Member of the U.S. House of Representatives from New York's 34th congressional district
- In office March 4, 1849 – March 3, 1853
- Preceded by: Washington Hunt
- Succeeded by: Walter L. Sessions

Personal details
- Born: March 15, 1805 Groton, Connecticut
- Died: March 6, 1885 (age 79) Albion, New York
- Party: Know Nothing Whig
- Profession: Clerk, politician

= Lorenzo Burrows =

American merchant, banker and politician

Lorenzo Burrows (March 15, 1805 – March 6, 1885) was an American merchant, banker and politician.

==Life==
He attended the academies at Plainfield, Connecticut, and Westerly, Rhode Island. He moved to New York and settled in Albion, N.Y., in 1824. He was employed as a clerk until 1826 when he engaged in mercantile pursuits. He assisted in establishing the Bank of Albion in 1839 and served as cashier. He was Treasurer of Orleans County in 1840 and was Assignee in bankruptcy for Orleans County in 1841. He was Supervisor of the Town of Barre in 1845, and was elected as a Whig to the 31st and 32nd United States Congresses, serving from March 4, 1849, to March 4, 1853.

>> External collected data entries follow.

PR #1769, opened 2022-10-18
Several things related to saved searches:

cbhaley:
- Add some "manage" actions to the saved searches menu
- Make the saved search button on the search toolbar and the saved searches action use the same menu
- Change some of the icons to use the existing dedicated saved search icons.
- Display the menu under a toolbar action or a menu action if either exists. **NB: I don't know if displaying under a menu works on a Mac or Linux**
- Make manage categories and saved searches use the same code to place the menu on the screen.

### DIFF
--- a/src/calibre/gui2/actions/manage_categories.py
+++ b/src/calibre/gui2/actions/manage_categories.py
@@ -1,7 +1,6 @@
 #!/usr/bin/env python
 # License: GPLv3 Copyright: 2022, Charles Haley
 #
-from qt.core import QPoint
 
 from calibre.gui2.actions import InterfaceAction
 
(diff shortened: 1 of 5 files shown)


kovidgoyal:
I doubt the menu actions will work on macOS or Linux when using a global
menu bar, as Qt has no access to the geometry for the global menu bar. I
can test it later, or just wiat for someone to complain :)

cbhaley:
I think wait. :)

The fallback is to place the menu on the upper left corner of the book list. People might not realize that something else might be able to happen.

cbhaley:
Question: why do you change "except:" to "except Exception"?

cbhaley:
Problem: changing the keyboard shortcut in Saved searches to None removes the action from the shortcut list. What is the best fix? Using '' works, but perhaps there are reasons not to do that?

I can make a PR with None ==> '' if that is the right approach.

kovidgoyal:
On Tue, Oct 18, 2022 at 05:26:26AM -0700, Charles Haley wrote:
> Problem: changing the keyboard shortcut in Saved searches to None removes the action from the shortcut list. What is the best fix? Using '' works, but perhaps there are reasons not to do that?

Using '' means multiple actions with the same '' will be reported as
conflicts. The best fix would be to use an invalid shortcut something
like F99 and F88, I think that should both allow it to show up in the
shortcuts list and not conflict.

kovidgoyal:
On Tue, Oct 18, 2022 at 05:13:55AM -0700, Charles Haley wrote:
> Question: why do you change "except:" to "except Exception"?

except catches everything including things like KeyboardInterrupt and
SystemExit that should not be caught.

PR #1771, opened 2022-10-19
Make tools on the search bar customizable.

cbhaley:
Given that the saved searches action and the saved search button on the search bar now do the same thing, it seems reasonable to allow the user to choose whether the saved search button shows. I went from there to "Why not allow adding other buttons to the bar?" There is a lot of available real estate on that bar. This commit does that using a new toolbar in preferences / toolbars.

I didn't use a QToolBar, instead constructing a 'classic' toolbar in an QHBoxLayout. That gave me more control over the look and placement. And also, I had no end of trouble trying to work through how to use a QToolBar that isn't attached to a QMainWIndow.

In the process I removed the legacy Saved Search combo box, its associated buttons, and the tweak. I am sure there are some people still using the years-old interface and that they will complain. I can accept that, given that the button is better in almost every way.

### DIFF
--- a/resources/default_tweaks.py
+++ b/resources/default_tweaks.py
@@ -522,12 +522,6 @@ content_server_thumbnail_compression_quality = 75
 #    cover_drop_exclude = {'tiff', 'webp'}
 cover_drop_exclude = ()
 
-#: Show the Saved searches box in the Search bar
-# In newer versions of calibre, only a single button that allows you to add a
-# new Saved search is shown in the Search bar. If you would like to have the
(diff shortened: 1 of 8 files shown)


cbhaley:
Added separators.

kovidgoyal:
merged, one comment:

The buttons on the search bar dont behave like they do in the toolbars.
Clicking on a button with a menu pops up the menu but does not perform
the action. And right clicking on them has no effect. This will be
confusing and a source of bug report noise. So maybe if the action has a
menu, have it open on right click only, depending on popup_type in the
action definition.

PR #1777, opened 2022-10-25
Related to Enhancement Request #1994065: Details pane: Splitter betwe…

cbhaley:
…en cover and details

This is a rather invoved PR. I first looked at putting a splitter in book details, and decided to in the process fix something that has bothered me for years. On Windows in light mode I can't see the splitter handles. In dark mode I can, but I run in light mode and don't want to change. This PR adds a custom QSplitterHandle class that draws the handle depending on the palatte.

The PR includes changes for the splitters in classes I know how to test: the main UI, Pinned columns, QuickView, Edit metadata, tweak books, single download metadata, Check library, Book info, and (of course) Book details.

I am sure that changing the other splitters is a straightforward as the ones I changed -- changing the import and changing the base class of the splitter. However, I don't want to change them unless I can run them to be confident there are no glitches.

### DIFF
--- a/src/calibre/gui2/book_details.py
+++ b/src/calibre/gui2/book_details.py
@@ -8,9 +8,9 @@ from collections import namedtuple
 from functools import partial
 from qt.core import (
     QAction, QApplication, QClipboard, QColor, QDialog, QEasingCurve, QIcon,
-    QKeySequence, QLayout, QMenu, QMimeData, QPainter, QPen, QPixmap,
+    QKeySequence, QMenu, QMimeData, QPainter, QPen, QPixmap,
     QPropertyAnimation, QRect, QSize, QSizePolicy, Qt, QUrl, QWidget, pyqtProperty,
-    pyqtSignal
+    QTimer, pyqtSignal
 )
 
 from calibre import fit_image, sanitize_file_name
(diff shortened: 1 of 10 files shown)


cbhaley:
With your changes the cover doesn't resize when moving the book details splitter. Is this what you wanted? If not, do you want me to fix it? Or will you do it?

kovidgoyal:
On Wed, Oct 26, 2022 at 07:56:35AM -0700, Charles Haley wrote:
> With your changes the cover doesn't resize when moving the book details splitter. Is this what you wanted? If not, do you want me to fix it? Or will you do it?

Yes, that was intended. Since we now set the size manually, its pretty
strange to have it change automatically.

cbhaley:
OK, but just to be sure, try this (I am in Narrow Mode):
- Using the splitter in book details, set things so the cover fills its area.
- Move the splitter between book details and the books list to make book details smaller. The cover doesn't change size. Part if it is now occluded. 
- Move the splitter inside book details. The cover jumps to fit in the new size and then changes size to fit.

Thus after resizing book details the cover doesn't "properly" fill its area. I must move the slider between the cover and the text to fix it.

cbhaley:
Actually, it might not be your changes. I see I didn't handle "resizeEvent" in book details. I will submit that change.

In August 1852, he declined to be appointed United States Postmaster General by President Millard Fillmore. Instead, Fillmore (a fellow New York Whig) chose Connecticut Whig Samuel Dickinson Hubbard.

He was eighteenth New York State Comptroller from 1856 to 1857, elected on the American Party ticket in 1855. He won 33.98% of the vote over the Republican, and the two Democrats.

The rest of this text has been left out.